PR #21508, opened 2021-11-18
[freetype] Switch build system to meson

### LINKED ISSUE #20246: [freetype] freetype 2.11.0 dll produces crash when built with some MSVC compilers
**Host Environment**
- OS: Windows
- Compiler: Visual Studio 16 2019 (MSVC 19.29.30037.0) also github actions `windows-latest` build image

**To Reproduce**
Do this in a visual studio cmd
```
git clone https://github.com/microsoft/vcpkg.git
cd vcpkg
.\bootstrap-vcpkg.bat
.\vcpkg.exe install freetype:x64-windows
cd ..
git clone https://github.com/itszn/typetest.git
cd typetest
mkdir build
cd build
cmake -G "Visual Studio 16 2019" -DCMAKE_TOOLCHAIN_FILE=..\..\vcpkg\scripts\buildsystems\vcpkg.cmake -DCMAKE_BUILD_TYPE=Debug ..
msbuild typetest.sln
.\Debug\typetest.exe
```
Expected output is `Survived FT_Load_Glyph`

# Bug
Freetype 2.11.0 built with vcpkg will compile with an empty `af_writing_system_classes`. This causes a null pointer dereference when trying to create glyphs with autofit.

freetype uses an [include file](https://gitlab.freedesktop.org/freetype/freetype/-/blob/801cd842e27c85cb1d5000f6397f382ffe295daa/src/autofit/afwrtsys.h) with macros to initialize `af_writing_system_classes`. However when building with vcpkg, this fails to correctly populate leading to the crash.

The following patch to freetype seems to fix the issue:

```patch
diff --git a/src/autofit/afwrtsys.h b/src/autofit/afwrtsys.h
index 39aa121..81e6108 100644
--- a/src/autofit/afwrtsys.h
+++ b/src/autofit/afwrtsys.h
@@ -27,6 +27,8 @@
 #include "afcjk.h"
 #include "afindic.h"
 
+#else
+
 #endif /* AFWRTSYS_H_ */
```

The patch adds an `#else` statement to the header before the `#endif`. This theoretically should be a no-op, but vcpkg produces different objects:

Without patch:
image

With patch:
image

JackBoosY:
Since the cmake build system in freetype is unofficial and has seriously fallen behind the meson build system, switch to meson.

Fixes #20246.


dg0yt:
Will the meson build generate cmake config files or pkgconfig files?
If yes, we should verify that they don't contain invalid release/debug mixes, as current cmake config does on linux (reported from #21415).

JackBoosY:
@dg0yt meson will also generate and install pkgconfig files, and I checked the debug lib name, it's same with the release lib name.
Should we add suffix `d` to the debug lib?

dg0yt:
> Should we add suffix `d` to the debug lib?

NO, no deviation from defaults!

I'm concerned about the transitive dependencies (for static linking), not about freetype itself. As in:
~~~
freetype/stdout-x64-linux.log:  Unguarded release path /lib/ path at [>>>]:
freetype/stdout-x64-linux.log:       INTERFACE_LINK_LIBRARIES "\$<LINK_ONLY:ZLIB::ZLIB>;\$<\$<NOT:\$<CONFIG:DEBUG>>:/mnt/vcpkg-ci/installed/x64-linux/lib/libbz2.a>;\$<\$<CONFIG:DEBUG>:/mnt/vcpkg-ci/installed/x64-linux/debug/lib/libbz2d.a>;\$<\$<NOT:\$<CONFIG:DEBUG>>:/mnt/vcpkg-ci/installed/x64-linux/lib/libpng.a>;\$<\$<CONFIG:DEBUG>:/mnt/vcpkg-ci/installed/x64-linux/debug/lib/libpng16d.a>;\$<\$<NOT:\$<CONFIG:DEBUG>>:/mnt/vcpkg-ci/installed/x64-linux/lib/libz.a>;\$<\$<CONFIG:DEBUG>:/mnt/vcpkg-ci/installed/x64-linux/debug/lib/libz.a>;\$<LINK_ONLY:m>;[>>>]/mnt/vcpkg-ci/installed/x64-linux/lib/libbrotlidec-static.a;/mnt/vcpkg-ci/installed/x64-linux/lib/libbrotlicommon-static.a"
~~~

JackBoosY:
@dg0yt Agreed, the cmake provided module `FindFreetype.cmake` may find the mismatched library, this should be noticed in this PR.
For the pkgconfig, it should be correct because the debug and release files are separated.

dg0yt:
You are right, there is a CMake find module. So we need to get the wrapper right.

ports/imgui/CMakeLists.txt
```diff
@@ -102,8 +102,8 @@ if(IMGUI_BUILD_WIN32_BINDING)
 endif()
 
 if(IMGUI_FREETYPE)
-    find_package(freetype CONFIG REQUIRED)
-    target_link_libraries(${PROJECT_NAME} PUBLIC freetype)
+    find_package(freetype REQUIRED)
```
dg0yt, line 105: The official CMake package is spelled `Freetype`, the find module is `FindFreetype.cmake`.

ports/freetype/portfile.cmake
```diff
@@ -41,6 +41,19 @@ file(REMOVE_RECURSE "${CURRENT_PACKAGES_DIR}/debug/include")
...
+        "\${includedir}/freetype2"
+        "\${includedir}"
+    )
+endif()
+if(EXISTS "${CURRENT_PACKAGES_DIR}/lib/pkgconfig/freetype2.pc")
+    vcpkg_replace_string("${CURRENT_PACKAGES_DIR}/lib/pkgconfig/freetype2.pc"
+        "\${includedir}/freetype2"
+        "\${includedir}"
+    )
+endif()
```
dg0yt, line 55: Please don't use `EXISTS` for build type variants. It hides configuration errors such as misspelled file names or installed paths.

JackBoosY:
@Neumann-A Do you know why the freetype library suffix generated by meson is `.so`?

JackBoosY:
Depends on #21537.

JackBoosY:
Temporary close this issue.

::::

**Work required**
Looking only at the listing, say how many lines include "pkgconfig"; reply with the number alone.

**Answer area**
5